- **Task data**:
------------

PR #218, opened 2025-01-04
Add own rank to leaderboard overview

GODrums:
### Motivation

We want to make it as easy as possible for users to find themselves in the leaderboard.

### Description

This PR adds a new entry on top of the leaderboard representing the loggedIn-user. If the user does not appear in the leaderboard yet, it provides a default replacement entry with a rank of #entries + 1.

### Testing Instructions

- run `application-server` and `webapp`
- login with Github and go to the homepage
- check out different leaderboards to see if your entry is on top of the leaderboard and displays correct data

image

#### General

#### Client (if applicable)

## Summary by CodeRabbit

- **New Features**
  - Introduced a new leaderboard overview component for improved display of leaderboard entries.
  - Added dynamic scrolling functionality to navigate to specific ranks within the leaderboard.
  - Enhanced the UI with a league info modal for additional league information.
  
- **Bug Fixes**
  - Improved rendering logic to ensure leaderboard data is displayed only when available.

- **Chores**
  - Removed the outdated leaderboard league component and its associated Storybook configuration.


webapp/src/app/home/leaderboard/leaderboard.component.ts
```diff
@@ -53,6 +53,37 @@ export class LeaderboardComponent {
   leaderboard = input<LeaderboardEntry[]>();
   isLoading = input<boolean>();
 
+  protected adjustedLeaderboard = computed(() => {
```
milesha, line 56: We either need to come up with more precise naming than 'adjusted' or include clear code comments. Otherwise, the meaning of the functions will remain unclear without thoroughly reading through the codebase. 🤔

GODrums: You are absolutely correct.
I just added a comment to clarify its purpose since I couldn't think of a fitting name.

webapp/src/app/home/leaderboard/leaderboard.component.ts
```diff
@@ -53,6 +53,38 @@ export class LeaderboardComponent {
...
+
+    const userInLeaderboard = entries.find((entry) => entry.user.login.toLowerCase() === currentUser.username);
+
+    return [userInLeaderboard ?? this.defaultSelfEntry(), ...entries];
+  });
+
+  defaultSelfEntry = computed(() => {
+    return {
+      user: {
+        login: this.user()?.username,
```
milesha, line 72: `this.user()?` can be changed to `currentUser?` in the `defaultSelfEntry`, right? As we already have this variable saved

GODrums: Not quite since `currentUser` is only a local variable in the computed-function of the leaderboard. I reworked the `defaultSelfEntry` in 0b90335 now with the user as parameter to realize your idea anyways.

milesha (dismissed):
lgtm, thanks for the improvements 👍🏼

FelixTJDietrich:
Looks for me like this, as it is now I think it kind of looks off
image

FelixTJDietrich:
My proposal was to have a dedicated section displaying similar this information separate of the leaderboard but above, similarly to the profile header in the league PR. I don't like the duplication if the row.

FelixTJDietrich:
Actually just integrate it into the league section after it is merged 🤔

GODrums:
> My proposal was to have a dedicated section displaying similar this information separate of the leaderboard but above, similarly to the profile header in the league PR. I don't like the duplication if the row.

I tried doing that first, but it's super hard to get the alignments correctly when having a table row without any column headers. But I do see why duplicating the row looks bad for people at the top of the scoreboard. 
Maybe we instead want to try a different format in the league section?

FelixTJDietrich:
I mean thin one:
image

Why not integrate it there? It does not need to be the exact same as the table row, can be a slightly different layout. You still have your highlighted spot in the leaderboard once you scroll down 🤔

FelixTJDietrich (changes requested):
@GODrums how do we proceed with this PR? Would it be possible just to integrate it left of the current league process? 

There is anyways so much whitespace on the right. I don't want to change the order in the leaderboard. 
image

GODrums:
@FelixTJDietrich Understood! I tried to apply your suggestion and removed the original changes.

I added a small grid to display relevant leaderboard data about oneself: own score, current leaderboard rank and activity data.
Do let me know if this fits your idea better:
image

FelixTJDietrich (approved):
I changed it to be like this now:
image

Score and review activity are not so important there, I just think that the rank is important next to the avatar. You can click on it and then it scrolls you to the row.

Issue #123, opened 2024-10-20
Integrate Spotless for Java


FelixTJDietrich:
**Is your feature request related to a problem? Please describe.**
We need a consistent formatter for Java similar to prettier in JS

**Describe the solution you'd like**
I came across [Spotless](https://github.com/diffplug/spotless) used by the github-api library that we are using.
We should integrate it similarly to prettier and have it part of the code quality workflow.

**Describe alternatives you've considered**
To be considered.

GODrums:
Love this, let's do it! 👍 
Alternatively, there is also a Prettier-plugin for Java, if we are rather interesting in keeping the same formatter for all sub-projects in the repo: https://github.com/jhipster/prettier-java

PR #232, opened 2025-01-24
Create detection LLM endpoint

iam-flo:
### Motivation
Fixes #123. Enables detection of bad PR description practices based on predefined rules in the application server.
### Description
Sends PR description and rules to LLM for evaluation.
Configures LLM to analyze descriptions and detect bad practices.


server/application-server/src/main/java/de/tum/in/www1/hephaestus/activity/ActivityService.java
```diff
@@ -46,7 +48,7 @@ public ActivityDTO getActivity(String login) {
             pullRequestBadPracticeRepository.findAssignedByLoginAndOpen(login);
 
         Map<PullRequest, List<PullRequestBadPracticeDTO>> pullRequestBadPracticesMap = openPulLRequestBadPractices
-            .stream()
+            .stream().filter(pullRequestBadPractice -> !pullRequestBadPractice.isResolved())
```
FelixTJDietrich, line 51: This means that we are only showing the unresolved detected bad practices? So the resolved ones disappear from the UI?

server/application-server/src/main/java/de/tum/in/www1/hephaestus/activity/model/PullRequestBadPractice.java
```diff
@@ -1,29 +1,29 @@
...
-import jakarta.persistence.Entity;
-import jakarta.persistence.Id;
-import jakarta.persistence.JoinColumn;
-import jakarta.persistence.ManyToOne;
-import lombok.Getter;
-import lombok.NoArgsConstructor;
-import lombok.Setter;
-import lombok.ToString;
+
+import jakarta.persistence.*;
```
FelixTJDietrich, line 5: Using star imports is not best practice in Java, I think

server/application-server/src/main/java/de/tum/in/www1/hephaestus/activity/badpracticedetector/PullRequestBadPracticeDetector.java
```diff
@@ -17,13 +24,34 @@ public class PullRequestBadPracticeDetector {
...
+        }
+
+        logger.info("Detected {} bad practices for pull request: {}", detectedBadPractices.size(), pullRequest.getId());
+        return detectedBadPractices;
+    }
 
-        List<PullRequestBadPractice> existingBadPractices = pullRequestBadPracticeRepository.findByPullRequestId(
-            pullRequest.getId()
-        );
+    @Transactional
```
FelixTJDietrich, line 47: Why do we need `@Transactional`?

server/application-server/src/main/java/de/tum/in/www1/hephaestus/activity/badpracticedetector/PullRequestBadPracticeDetector.java
```diff
@@ -17,13 +24,34 @@ public class PullRequestBadPracticeDetector {
     @Autowired
     private PullRequestBadPracticeRepository pullRequestBadPracticeRepository;
 
+    @Autowired
+    private BadPracticeDetectorService detectorApi;
+
     public List<PullRequestBadPractice> detectAndSyncBadPractices(PullRequest pullRequest) {
```
FelixTJDietrich, line 30: Can you add more Java doc strings everywhere? It would make it easier to understand what is expected / intended for each method. This is a general comment for all code

server/application-server/src/main/java/de/tum/in/www1/hephaestus/config/BadPracticeDetectorConfig.java
FelixTJDietrich, line 1: This file should not exist, we only need one intelligence service config. Please reuse the existing one from the mentor, you might need to refactor the name

server/application-server/src/main/java/de/tum/in/www1/hephaestus/gitprovider/pullrequest/PullRequestRepository.java
```diff
@@ -20,6 +22,7 @@ SELECT MIN(p.createdAt)
     )
     Optional<OffsetDateTime> firstContributionByAuthorLogin(@Param("authorLogin") String authorLogin);
 
+    @Transactional
```
FelixTJDietrich, line 25: Why is `@Transactional` needed? Can you remove it? I think there should be a way where it is not needed

server/application-server/src/main/java/de/tum/in/www1/hephaestus/config/BadPracticeDetectorConfig.java
FelixTJDietrich: Use `IntelligenceServiceConfig.intelligenceServiceApi`  and delete this file

server/application-server/src/main/resources/db/changelog/1738063112622_changelog.xml
```diff
@@ -1,8 +1,8 @@
 <?xml version="1.1" encoding="UTF-8" standalone="no"?>
 <databaseChangeLog xmlns="http://www.liquibase.org/xml/ns/dbchangelog" xmlns:ext="http://www.liquibase.org/xml/ns/dbchangelog-ext" xmlns:pro="http://www.liquibase.org/xml/ns/pro" xmlns:xsi="http://www.w3.org/2001/XMLSchema-instance" xsi:schemaLocation="http://www.liquibase.org/xml/ns/dbchangelog-ext http://www.liquibase.org/xml/ns/dbchangelog/dbchangelog-ext.xsd http://www.liquibase.org/xml/ns/pro http://www.liquibase.org/xml/ns/pro/liquibase-pro-latest.xsd http://www.liquibase.org/xml/ns/dbchangelog http://www.liquibase.org/xml/ns/dbchangelog/dbchangelog-latest.xsd">
     <changeSet author="iam-flo" id="1738063112622-1">
-        <createTable tableName="pull_request_bad_practice">
-            <column name="id" type="BIGINT">
+        <createTable tableName="pullrequestbadpractice">
```
FelixTJDietrich, line 4: Are you sure about this migration? I think if this builds on the previous migration it will not work as intended. You are never deleting the `pull_request_bad_practice` table and migrating its data. Maybe you also don't need to rename it in the first place. 

Also is the `@NonNull` that you added considered?

server/intelligence-service/app/detector/bad_practice_detector.py
```diff
@@ -0,0 +1,35 @@
...
+    title: str = Field(description="The title of the bad practice.")
+    description: str = Field(description="The description of the bad practice.")
+
+class BadPracticeList(BaseModel):
+    """A list of bad practices detected in a pull request."""
+
+    bad_practices: List[BadPractice] = Field(description="A list of bad practices detected in a pull request.")
+
+
+def detectbadpractices(title, description) -> BadPracticeList:
```
FelixTJDietrich, line 27: I like the snake_case here: `detect_bad_practices`

server/intelligence-service/app/detector/bad_practice_detector.py
```diff
@@ -0,0 +1,35 @@
...
+   prompt_path = Path(__file__).parent / "prompts" / "pullrequest_badpractice_detector.txt"
```
FelixTJDietrich, line 28: I think @milesha created a prompt loader that you can reuse. If you want you can also put the prompt in a `.py` file and just import it as variable. I think that would be even better, it does not need to be in a `.txt` file. That way you can also have multiple prompts that belong together in one file

server/intelligence-service/app/detector/bad_practice_detector.py
```diff
@@ -0,0 +1,35 @@
...
+   with open(prompt_path, "r", encoding="utf-8") as f:
+       prompt_text = f.read()
+   prompt_template = ChatPromptTemplate.from_template(prompt_text)
+   prompt = prompt_template.invoke({"title": title, "description": description})
```
FelixTJDietrich, line 32: Make sure the QA jobs pass

webapp/src/app/user/pull-request-bad-practice-card/pull-request-bad-practice-card.component.html
```diff
@@ -58,7 +58,7 @@
         <brn-collapsible-content>
           @for (badpractice of badPractices(); track badpractice.title) {
             <brn-separator hlmSeparator />
-            <app-bad-practice-card [title]="badpractice.title" [description]="badpractice.description" [resolved]="false"></app-bad-practice-card>
+            <app-bad-practice-card [title]="badpractice.title" [description]="badpractice.description" [resolved]="badpractice.resolved"></app-bad-practice-card>
```
FelixTJDietrich, line 61: Here you can potentially also just pass the DTO type as input so you don't need to do each field separately

FelixTJDietrich (changes requested):
Here are some review comments. Since the migration is now split over two PRs maybe it makes sense to just merge the stacked PRs together after you have implemented the review comments and then we just merge jointly for the production deployment.

server/application-server/src/main/java/de/tum/in/www1/hephaestus/activity/ActivityService.java
iam-flo: Yes, but in the follow up Pr I adjusted the detected logic and there also show resolved bad practices

server/application-server/src/main/resources/db/changelog/1738063112622_changelog.xml
iam-flo: i agree, we should merge  this first and then i will rework this migration

webapp/src/app/user/pull-request-bad-practice-card/pull-request-bad-practice-card.component.html
iam-flo: it is done similarly in the other components. what is the best practice?

PR #238, opened 2025-02-03
Update to poetry 2.0

iam-flo:
Upgrade poetry to version 2.0

To test run 
`poetry self update`
and then
`poetry install`
then test that the application still runs and performs as before.

## Summary by CodeRabbit

- **Chores**
  - Upgraded the dependency management tool to version 2.1.1, ensuring smoother installations and improved performance.
  
- **Documentation**
  - Revised installation instructions to advise users with outdated dependency tool versions to run `poetry self update` before proceeding.
  
- **Refactor**
  - Modernized the project configuration by restructuring dependency definitions and adding explicit Python version compatibility.
  
- **Style**
  - Simplified the configuration settings for Python testing by removing unnecessary environment activation settings.


iam-flo:
need to change workflow as well

GODrums (dismissed):
Tested locally and works.

I used Poetry `v.2.1.1` for testing, which is the most recent version. Maybe we can update this PR to 2.1.1 as well?

.github/workflows/generate-intelligence-service-client.yml
```diff
@@ -43,7 +43,7 @@ jobs:
       - name: Install Poetry
         uses: snok/install-poetry@v1
         with:
-          version: 1.8.5
+          version: 2.0.1
```
FelixTJDietrich, line 46:
```suggestion
          version: 2.1.1
```

.github/workflows/intelligence-service-qa.yml
```diff
@@ -24,7 +24,7 @@ jobs:
       - name: Install Poetry
         uses: snok/install-poetry@v1
         with:
-          version: 1.8.5
+          version: 2.0.1
```
FelixTJDietrich, line 27:
```suggestion
          version: 2.1.1
```

FelixTJDietrich (commented):
I will just update the versions quickly

FelixTJDietrich (approved):
Apparently you can use `poetry run fastapi dev` in the VSCode terminal, TIL.

LGTM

------------

- **Task brief**: State only the count of lines above that hold the string "before".

- **Answer box**: 2